[WHAT TO DO]: The response should contain only those lines of the entries below that include the string "loaders".

[DATA IN THIS EXERCISE]:
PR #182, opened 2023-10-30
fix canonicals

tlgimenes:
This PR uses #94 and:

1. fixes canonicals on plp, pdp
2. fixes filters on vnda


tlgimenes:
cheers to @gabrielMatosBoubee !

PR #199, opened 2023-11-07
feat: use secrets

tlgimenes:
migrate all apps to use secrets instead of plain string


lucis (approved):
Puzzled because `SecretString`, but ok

* * *

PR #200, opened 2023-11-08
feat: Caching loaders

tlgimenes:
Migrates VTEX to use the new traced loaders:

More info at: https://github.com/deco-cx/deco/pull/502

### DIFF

[RESPONSE BELOW]:
feat: Caching loaders
Migrates VTEX to use the new traced loaders:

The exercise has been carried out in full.